Written by Coach Chris White -
In triathlon, we are well aware that we want to avoid injury. Thankfully this is more often than not, something that is preventable through proper programming, coaching and adequate recovery. One of the most obvious times when adequate recovery is of importance is post race. When we are recovering from races, whether they be endurance races like Ironman distances, or shorter but far more intense races like Sprint Distance triathlons, we need to consider recovery from the moment that we finish our effort and sometime even before then.
Over the years, I have spoken to coaches, physiotherapists, massage therapists, exercise physiologists and more. Their advice will differ in a few specifics but 99% of the time, they all come back to the same fundamental areas of sleep, movement, food and drink. In this blog, we look mostly at that 99% and what we should be doing to keep us recovering well and being our best in the long term.
Let's break recovery down into a few different time periods around your race...
Before and During Your Race
- Most people don't consider their recovery before their race. However, pacing and nutrition are key in this regard. The longer or more intense the effort, the more likely you are to be depleted of key nutrients or dehydrated post race, resulting in sore muscles and increased need to replenish yourself. If you get your nutrition and pacing right in the race, then there will be less of a hole to dig yourself out of post race.
- Your overall training preparation is obviously important. If you have progressively overloaded your training and recovered throughout the weeks and months prior, then your triathlon specific fitness will be up and recovery should be improved. Everyone knows the feeling of doing a new movement or exercise class for the first time and it taking a week to recover. Hopefully we're not going into our race totally under trained and under prepared!
First 24 Hours Post Race
This is where most athletes tend to focus our recovery efforts. The immediate aftermath of our event.

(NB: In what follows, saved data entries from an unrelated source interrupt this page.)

PR #698, opened 2020-06-29
Add index.html to end of module doc path

shritesh:
Currently, module doc links show a directory listing page when viewed locally in the browser without using a web server.

### DIFF
--- a/src/docs.rs
+++ b/src/docs.rs
@@ -65,7 +65,7 @@ pub fn generate_html(
         .clone()
         .map(|m| {
             let name = m.name.join("/");
-            let path = [&name, "/"].concat();
+            let path = [&name, "/index.html"].concat();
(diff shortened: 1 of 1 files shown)


lpil:
Thanks for this, but this is by design. We want to use "pretty" URLs that do not include the `/index.html` part and will be optimising for production usage from a web server rather than usage with a browser's offline file explorer.

shritesh:
I hope you reconsider this in the future. Having to go to HexDocs across the internet or spin up an HTTP server (using another language's package) just to view documentation properly is not a great development experience. ex_doc, rustdoc and many other modern language toolings prominently showcase "works great offline" as a feature.

lpil:
I would be open to adding a web server to the compiler to serve the docs, that would solve the problem

Issue #477, opened 2020-04-22
Add Gleam to Linguist


gamebox:
Looks like we can just add Gleam to Linguist.  I’ll link an example PR.  You can assign as well since I’m not going to do much more on incremental until v0.8 ships

https://github.com/github/linguist/pull/4759

lpil:
I like this idea a lot but I'm not sure we qualify yet. [Here](https://github.com/github/linguist/blob/master/CONTRIBUTING.md#adding-an-extension-to-a-language) it say we should have 1000s of code examples and be able to demonstrate real world code on GitHub.

brightly-salty:
Just an FYI: We need "hundreds of repositories". We only need thousands of code examples if the extension conflicts with one already in Linguist. I think this might be worthwhile to pursue, especially as Linguist lets PRs linger if they are not ready yet.

lpil:
Wonderful news! Would someone like to take the lead here?

brightly-salty:
I would in general, but I'm not sure if I know enough about gleam to create the grammar for it. I'd be happy to submit the Linguist PR if we could find/create the grammar file.

lpil:
That would be great @brightly-salty ! I'll help out if any issues arise.

I believe we can use the grammar from the vscode plugin https://github.com/gleam-lang/vscode-gleam/blob/main/syntaxes/gleam.tmLanguage.json

lpil:
@brightly-salty After doing some digging it seems we have about 70 repos on GitHub. This is not enough yet, so let's focus on other things + getting more Gleam code on GitHub.

Aloso:
I think there are enough repos using Gleam now. I searched GitHub and found a lot of repos solving Advent of Code 2021 in Gleam.

So I downloaded the first 1000 file entries that have ".gleam" in their path, filter by paths that end with ".gleam" and group by repository, which told me that the files are from **95** different repositories. And I was only able to download 1000 file entries due to rate limits; according to the GitHub API there are over 11,000.

Aloso:
@lpil @gamebox I filed a PR: https://github.com/github/linguist/pull/5706

michallepicki:
Current PR for tracking: https://github.com/github/linguist/pull/5688

lpil:
It's finally here!!!

PR #705, opened 2020-06-30
fixed semicolon in readme

dym-sh:
9BB3E6B0-50B5-4480-A96A-E326F63E7275

ಠ_ಠ

### DIFF
--- a/README.md
+++ b/README.md
@@ -27,7 +27,7 @@ It looks like this:
 pub type Tree(value) {
   Leaf(value)
   Branch(Tree(value), Tree(value))
-};
+}
 
 pub fn any(tree: Tree(a), check: fn(a) -> Bool) -> Bool {
   case tree {


lpil:
Looks like this broke the fake syntax highlighting. Doh :( 

I'll put it back until we have #477

dym-sh:
but it works for mdBook: https://github.com/gleam-lang/website/blob/master/src/README.md

so the problem is in Linguist's rust parser?

lpil:
That's right, GitHub doesn't yet support Gleam

dym-sh:
i mean the rust parsing/highlighting stops once it encounters "semicolon expected"
but the mdBook in docs also has `rust` for the same code and highlights entire block regardless

lpil:
Yes, that's right. I'm not sure why they do that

- My personal first port of call is food and drink... Think about your nutrition during this first 24 hours. If you've been active for several hours, your body will be crying out for nutrients, so feed it. Some good fats, protein and magnesium are on the list for sure, however this is also the point where you can splash out a little. Get the burger, the fries and the pizza. Don't forget the ice cream. Your body will be burning, burning and burning fuel for hours to come, so don't under-sell yourself.
- Movement is medicine. The inclination will be to sit and vegetate, but try not to lounge on the sofa or in bed for too long. Recovery is definitely improved by going for a walk or a swim and loosening up your tired body. Try an easy 15 minute walk or swim, followed by a little some very light stretching to loosen things up. Little and often works well here.

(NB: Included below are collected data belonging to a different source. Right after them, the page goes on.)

Issue #34, opened 2018-10-11
Full exhaustiveness checking of assignments and case expressions


lpil:
edit: See comments below for current status.

lpil:
I was lucky enough to see Simon Peyton Jones talk about how this is now implemented in the Haskell compiler at Code Mesh LDN 2019 (talk title: REVISITING PATTERN MATCH OVERLAP CHECKS IN HASKELL).

The approach sounded good but the paper has not been released yet. Either work off the slides or see if the paper is out when we get around to implementing this.

I believe the same talk was given (possibly in more detail) at the Haskell eXchange 2019.

OvermindDL1:
Can also see the OCaml compilers code for it, it's quite clean.  :-)

michallepicki:
Here is P. Sestoft: ML pattern match compilation and partial evaluation: http://dotat.at/tmp/match.pdf

michallepicki:
Paper mentioned in SPJ's talk: https://www.microsoft.com/en-us/research/wp-content/uploads/2016/08/gadtpm-acm.pdf

michallepicki:
SPJ's talk got published: https://www.youtube.com/watch?v=SWO5OzSxD6Y

CrowdHailer:
From the list of papers I guess this is not a good issue to start with.
Is there anything I can help with. is the SPJ approach the one that is accepted as the "right" approach for this issue?

CrowdHailer:
From the list of papers I guess this is not a good issue to start with.
Is there anything I can help with. is the SPJ approach the one that is accepted as the "right" approach for this issue?

lpil:
> is the SPJ approach the one that is accepted as the "right" approach for this issue?

I didn't know how to evalute the options so I cornered SPJ at a conference and he told me I should use that one. Good enough for me!

QuinnWilton:
I've been reading the SPJ paper tonight, and I think there's a few simplifications that apply to Gleam.

1) Since Gleam is strict, we don't need to worry about handling divergent sets or strictness constraints at all
2) Since Gleam doesn't support GADTs, we don't need to track type equalities (in rules `CCONVAR` and `UCONVAR`, see 4.3)
3) The satisfiability oracle can ignore all constraints and the algorithm remain sound (section 6.1)

By ignoring (3) to start, we lose exhaustiveness checking of guards, but it becomes possible to add support later without changing the core algorithm. This lets us avoid also having to write a type-constraint solver for the initial version.

[...]

PR #706, opened 2020-07-01
Make let binding with a type that has multiple constructors an error

### LINKED ISSUE #537: Using let with a type that has multiple constructors should be an error
```rust
let Ok(x) = result
```
should throw an error and tell you to use assert instead.

tomwhatmore:
Closes #537

I was originally going to store a vec of all constructor names on the `TypeConstructor`, but it seems to be a massive faff getting the relevant one from the starting point of a `Pattern::Constructor`, and also meant that types like Int and String had these empty constructor lists on them too which seemed redundant.

Instead I've added a vec of other constructor names to `ValueConstructorVariant::Record`, which is much easier to access, and means only the custom record types have to deal with this extra list. The downside is that this means the list of alternatives is duplicated across each constructor, rather than being stored once. I think you'd need to define a type with a completely impractical number of constructors for this to make any real difference, but seemed worth mentioning. What do you think?

### DIFF
--- a/src/ast.rs
+++ b/src/ast.rs
@@ -592,6 +592,7 @@ pub enum BindingKind {
     Let,
     Assert,
     Try,
+    Clause,
 }
 
 // BitStrings
--- a/src/error.rs
+++ b/src/error.rs
@@ -1176,6 +1176,33 @@ signed, unsigned, big, little, native, size, unit",
                     )
                     .unwrap();
                 }
+
+                NonExhaustiveLet {
+                    location,
+                    constructor,
+                    unhandled_constructors,
+                } => {
+                    let diagnostic = Diagnostic {
+                        title: "Non-exhaustive let binding".to_string(),
+                        label: "used here".to_string(),
+                        file: path.to_str().unwrap().to_string(),
+                        src: src.to_string(),
+                        location: location.clone(),
+                    };
+                    write(buffer, diagnostic, Severity::Error);
+                    writeln!(
+                        buffer,
+                        "You are handling the {} constructor, but this could also be one of:
+{}
+
+Either use a case expression to handle all possibilities, or use assert instead
+of let if you are sure you don't want to handle the others. This will cause a
+runtime error if they occur.",
+                        constructor,
+                        unhandled_constructors.join(", "),
+                    )
+                    .unwrap();
+                }
             },
 
             Error::Parse { path, src, error } => {
--- a/src/error.rs
+++ b/src/error.rs
@@ -1177,7 +1177,7 @@ signed, unsigned, big, little, native, size, unit",
                     .unwrap();
                 }
 
-                NonExhaustiveLet {
+                NonExhaustiveBinding {
                     location,
                     constructor,
                     unhandled_constructors,
--- a/src/error.rs
+++ b/src/error.rs
@@ -1180,26 +1180,35 @@ signed, unsigned, big, little, native, size, unit",
                 NonExhaustiveBinding {
                     location,
                     constructor,
+                    kind,
                     unhandled_constructors,
                 } => {
                     let diagnostic = Diagnostic {
-                        title: "Non-exhaustive let binding".to_string(),
+                        title: "Non-exhaustive binding".to_string(),
                         label: "used here".to_string(),
                         file: path.to_str().unwrap().to_string(),
                         src: src.to_string(),
                         location: location.clone(),
                     };
                     write(buffer, diagnostic, Severity::Error);
+
+                    let suggestion = match kind {
+                        crate::ast::BindingKind::Let => "Either use a case expression to handle all possibilities, or use assert instead
+of let if you are sure you don't want to handle the others. This will cause a
+runtime error if they occur.",
+                        crate::ast::BindingKind::Try => "You will need to use a case expression to handle all possibilities.",
+                        _ => "Additionally, you have found a compiler bug. Sorry! Please submit a bug report on GitHub."
+                    };
+
                     writeln!(
                         buffer,
                         "You are handling the {} constructor, but this could also be one of:
 {}
 
-Either use a case expression to handle all possibilities, or use assert instead
-of let if you are sure you don't want to handle the others. This will cause a
-runtime error if they occur.",
+{}",
                         constructor,
                         unhandled_constructors.join(", "),
+                        suggestion
                     )
                     .unwrap();
                 }
--- a/src/typ.rs
+++ b/src/typ.rs
@@ -293,13 +293,16 @@ pub enum ValueConstructorVariant {
     Record {
         name: String,
         field_map: Option<FieldMap>,
+        other_constructor_names: Vec<String>,
     },
 }
 
 impl ValueConstructorVariant {
     fn to_module_value_constructor(&self) -> ModuleValueConstructor {
         match self {
-            ValueConstructorVariant::Record { name, field_map } => ModuleValueConstructor::Record {
+            ValueConstructorVariant::Record {
+                name, field_map, ..
+            } => ModuleValueConstructor::Record {
                 name: name.clone(),
                 arity: field_map.as_ref().map_or(0, |fm| fm.arity),
             },
@@ -428,6 +431,7 @@ impl<'a> Typer<'a> {
             ValueConstructorVariant::Record {
                 name: "True".to_string(),
                 field_map: None,
+                other_constructor_names: vec!["False".to_string()],
             },
             bool(),
         );
@@ -436,6 +440,7 @@ impl<'a> Typer<'a> {
             ValueConstructorVariant::Record {
                 name: "False".to_string(),
                 field_map: None,
+                other_constructor_names: vec!["True".to_string()],
             },
             bool(),
         );
@@ -512,6 +517,7 @@ impl<'a> Typer<'a> {
             ValueConstructorVariant::Record {
                 name: "Nil".to_string(),
                 field_map: None,
+                other_constructor_names: vec![],
             },
             nil(),
         );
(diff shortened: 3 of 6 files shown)


src/typ.rs
```diff
@@ -1523,6 +1531,29 @@ impl<'a> Typer<'a> {
                 .map_err(|e| convert_unify_error(e, then.try_binding_location()))?;
         }
 
+        // Ensure exhaustiveness of value if this is a `let` binding
+        if kind == BindingKind::Let {
```
lpil, line 1535: We would want the same for `try` too, so `!= BindingKind::Assert` perhaps?

```rust
try "partial pattern" = Ok("no match")
```

src/typ.rs
```diff
@@ -2783,6 +2814,12 @@ pub enum Error {
         location: SrcSpan,
         label: String,
     },
+
+    NonExhaustiveLet {
```
lpil, line 2818: `NonExhaustiveBinding`?

src/error.rs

- Cold Water. If you are near the beach or cold, salt water, get in it! The sooner the better, but preferably within a couple of hours of finishing. There's varied science and protocols with this but the feeling of relief is amazing for the mind and tired, aching legs. Cold, salt water either at the beach, an Epsom salts bath or simply a bath with ice cold water will do the trick to wake you up mentally and help reduce some excess inflammation as well.
2-3 Days After Your Race
- Keep Moving. One thing that has always frustrated me is that so many coaches and athletes only look at the build up to race day rather than the immediate aftermath. That recovery, if we think about it holistically, is so important for the wellbeing of the athlete. Programming light movement in the 2-3 days after a race can be the difference between weeks of muscle soreness or an adequate recovery. Mentally as well, after training for weeks and months, it is important to ease into a period of rest and recovery, rather than just stopping altogether, even if you are not planning another race any time soon. In the following days after your event, plan to go for light, easy, short runs, rides or swims to get your body moving, blood circulating and release a few endorphins again. You can be as sociable as you like and there's no need to set any new PB's at this stage.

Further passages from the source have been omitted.